◆ ACTIVITY
Copy out each line of the material that includes the word "case".

◆ DATASET EXCERPTS

PR #5938, opened 2024-11-06
feat(cwl): LiveTail statusbar

keeganirby:
Problem
As LiveTail session is running, we want to display to the user metadata about their session.

**While updating my local feature branch after fixing the merge conflicts in https://github.com/aws/aws-toolkit-vscode/pull/5889, my original PR for this change was closed.**

**Please see original PR [here](https://github.com/aws/aws-toolkit-vscode/pull/5894) for addional comments and context**

Solution
While a livetail session is the active editor, in the bottom status bar, we will display the duration the session has been running for, how many events per/s, and if the log data is being sampled or not.

### DIFF
--- a/packages/core/src/awsService/cloudWatchLogs/commands/tailLogGroup.ts
+++ b/packages/core/src/awsService/cloudWatchLogs/commands/tailLogGroup.ts
@@ -8,8 +8,12 @@ import { TailLogGroupWizard } from '../wizard/tailLogGroupWizard'
 import { CancellationError } from '../../../shared/utilities/timeoutUtils'
 import { LiveTailSession, LiveTailSessionConfiguration } from '../registry/liveTailSession'
 import { LiveTailSessionRegistry } from '../registry/liveTailSessionRegistry'
-import { LiveTailSessionLogEvent, StartLiveTailResponseStream } from '@aws-sdk/client-cloudwatch-logs'
-import { ToolkitError } from '../../../shared'
+import {
+    LiveTailSessionLogEvent,
+    LiveTailSessionUpdate,
+    StartLiveTailResponseStream,
+} from '@aws-sdk/client-cloudwatch-logs'
+import { globals, ToolkitError } from '../../../shared'
 
 export async function tailLogGroup(
     registry: LiveTailSessionRegistry,
@@ -35,13 +39,17 @@ export async function tailLogGroup(
     registry.set(session.uri, session)
 
     const document = await prepareDocument(session)
-    registerTabChangeCallback(session, registry, document)
+    const timer = startSessionTimer(session)
+    hideShowStatusBarItemsOnActiveEditor(session, document)
+    registerTabChangeCallback(session, registry, document, timer)
+
     const stream = await session.startLiveTailSession()
 
-    await handleSessionStream(stream, document, session)
+    await handleSessionStream(stream, document, session, timer)
 }
 
-export function closeSession(sessionUri: vscode.Uri, registry: LiveTailSessionRegistry) {
+export function closeSession(sessionUri: vscode.Uri, registry: LiveTailSessionRegistry, timer: NodeJS.Timer) {
+    globals.clock.clearInterval(timer)
     const session = registry.get(sessionUri)
     if (session === undefined) {
         throw new ToolkitError(`No LiveTail session found for URI: ${sessionUri.toString()}`)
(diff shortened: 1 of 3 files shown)


packages/core/src/awsService/cloudWatchLogs/commands/tailLogGroup.ts
```diff
@@ -147,6 +162,38 @@ function trimOldestLines(
     edit.delete(document.uri, range)
 }
 
+function updateStatusBarItemsOnStreamEvent(session: LiveTailSession, event: LiveTailSessionUpdate) {
+    updateIsSampled(session, event)
+    updateEventRate(session, event)
+}
+
+function updateIsSampled(session: LiveTailSession, event: LiveTailSessionUpdate) {
+    session.isSampled =
```
jpinkney-aws, line 171: instead of setting it here for testability does it make sense to just return and then have `session.isSampled = isSampled(session, event)`?

packages/core/src/awsService/cloudWatchLogs/commands/tailLogGroup.ts
```diff
@@ -147,6 +162,38 @@ function trimOldestLines(
...
+        event.sessionMetadata === undefined || event.sessionMetadata.sampled === undefined
+            ? false
+            : event.sessionMetadata.sampled
+}
+
+function updateEventRate(session: LiveTailSession, event: LiveTailSessionUpdate) {
+    session.eventRate = event.sessionResults === undefined ? 0 : event.sessionResults.length
```
jpinkney-aws, line 178: same comment as above with this one

packages/core/src/awsService/cloudWatchLogs/commands/tailLogGroup.ts
```diff
@@ -147,6 +162,38 @@ function trimOldestLines(
     edit.delete(document.uri, range)
 }
 
+function updateStatusBarItemsOnStreamEvent(session: LiveTailSession, event: LiveTailSessionUpdate) {
```
jpinkney-aws, line 165: do we need this function if its only used once?

packages/core/src/awsService/cloudWatchLogs/commands/tailLogGroup.ts
```diff
@@ -147,6 +162,38 @@ function trimOldestLines(
...
+        if (editor?.document === document) {
+            session.showStatusBarItem(true)
+        } else {
+            session.showStatusBarItem(false)
+        }
+    })
+}
+
+function startSessionTimer(session: LiveTailSession): NodeJS.Timer {
+    return globals.clock.setInterval(() => {
```
jpinkney-aws, line 192: we can probably just inline this where its called

justinmk3:
> While updating my local feature branch after fixing the merge conflicts in #5889, my original PR for this change was closed.

it can always be reopened (just force-push to the same branch). please avoid creating new prs

packages/core/src/awsService/cloudWatchLogs/commands/tailLogGroup.ts
```diff
@@ -147,6 +162,38 @@ function trimOldestLines(
...
+function updateEventRate(session: LiveTailSession, event: LiveTailSessionUpdate) {
+    session.eventRate = event.sessionResults === undefined ? 0 : event.sessionResults.length
+}
+
+function hideShowStatusBarItemsOnActiveEditor(session: LiveTailSession, document: vscode.TextDocument) {
+    vscode.window.onDidChangeActiveTextEditor((editor) => {
+        if (editor?.document === document) {
+            session.showStatusBarItem(true)
+        } else {
+            session.showStatusBarItem(false)
```
justinmk3, line 186:
```suggestion
        session.showStatusBarItem(editor?.document === document)
```

packages/core/src/awsService/cloudWatchLogs/registry/liveTailSession.ts
```diff
@@ -102,4 +134,15 @@ export class LiveTailSession {
...
+
+    public showStatusBarItem(shouldShow: boolean) {
+        shouldShow ? this.statusBarItem.show() : this.statusBarItem.hide()
+    }
+
+    public updateStatusBarItemText() {
+        const elapsedTime = this.getLiveTailSessionDuration()
+        const timeString = convertToTimeString(elapsedTime)
+        const sampledString = this._isSampled ? 'Yes' : 'No'
+        this.statusBarItem.text = `Tailing Session: ${timeString}, ${this._eventRate} events/sec, Sampled: ${sampledString}`
```
justinmk3, line 146: would it make sense to show "Sampled" only if it's being sampled, instead of Yes/No?

also can save space by avoiding unnecessary words like "session"

```suggestion
        this.statusBarItem.text = `Tailing: ${timeString}, ${this._eventRate} events/sec, Sampled: ${sampledString}`
```

packages/core/src/awsService/cloudWatchLogs/registry/liveTailSession.ts
```diff
@@ -48,6 +53,9 @@ export class LiveTailSession {
         }
         this._maxLines = LiveTailSession.settings.get('limit', 10000)
         this._uri = createLiveTailURIFromArgs(configuration)
+        this.statusBarItem = vscode.window.createStatusBarItem(vscode.StatusBarAlignment.Right, 0)
```
justinmk3, line 56: 👍 this is a secondary/contextual item, so `Right` is the [preferred placement](https://code.visualstudio.com/api/ux-guidelines/status-bar).

packages/core/src/awsService/cloudWatchLogs/registry/liveTailSession.ts
keeganirby: Our current CLI Experience always shows "Sampled: Yes/No" so to keep parity with that we will want to keep it displayed. I can remove Session though!

justinmk3: It's good to avoid needless entropy, but when it comes to the IDE statusbar, matching the cli is very low on the priorities. Using space economically is very important here.

packages/core/src/awsService/cloudWatchLogs/registry/liveTailSession.ts
```diff
@@ -71,17 +87,33 @@ export class LiveTailSession {
...
     }
 
     public stopLiveTailSession() {
+        this.endTime = Date.now()
+        this.statusBarItem.dispose()
         this.liveTailClient.abortController.abort()
         this.liveTailClient.cwlClient.destroy()
     }
 
+    public getLiveTailSessionDuration(): number {
```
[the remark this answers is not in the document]
keeganirby: We currently don't impose a client-side timeout limit on a LiveTail Session, so i don't think that using the Timeout module here fits our use case. 

Our Livetail backend will timeout on the server-side, but as of now, that is not something the client should be concerned with. In that case I don't think we will use the Timeout module at the moment. If we do want to set a client-side timeout, then I'd definitley use that module and perhaps elapsed could replace this logic.

packages/core/src/awsService/cloudWatchLogs/registry/liveTailSession.ts
keeganirby: Makes sense. Though Toolkit UX did review this as is.

Another point to consider: if a tailing session is fluctuating between being sampled or not (which can happen depending on the ingestion rate of log events into the LogGroup), a user would see the length/content of the statusBar change quite a bit if the word "Sampled" is appearing and disappearing. 

Changing between Yes and No would be a lot less jarring. Also seeing "Sampled: No" still tells me something about my session, whereas showing nothing at all doesn't tell me anything.

keeganirby:
Pushed changes to address some feedback. Open to more conversation before changing the StatusBar text further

◆ SOLUTION TO THE EXERCISE
keeganirby: We currently don't impose a client-side timeout limit on a LiveTail Session, so i don't think that using the Timeout module here fits our use case. 
Our Livetail backend will timeout on the server-side, but as of now, that is not something the client should be concerned with. In that case I don't think we will use the Timeout module at the moment. If we do want to set a client-side timeout, then I'd definitley use that module and perhaps elapsed could replace this logic.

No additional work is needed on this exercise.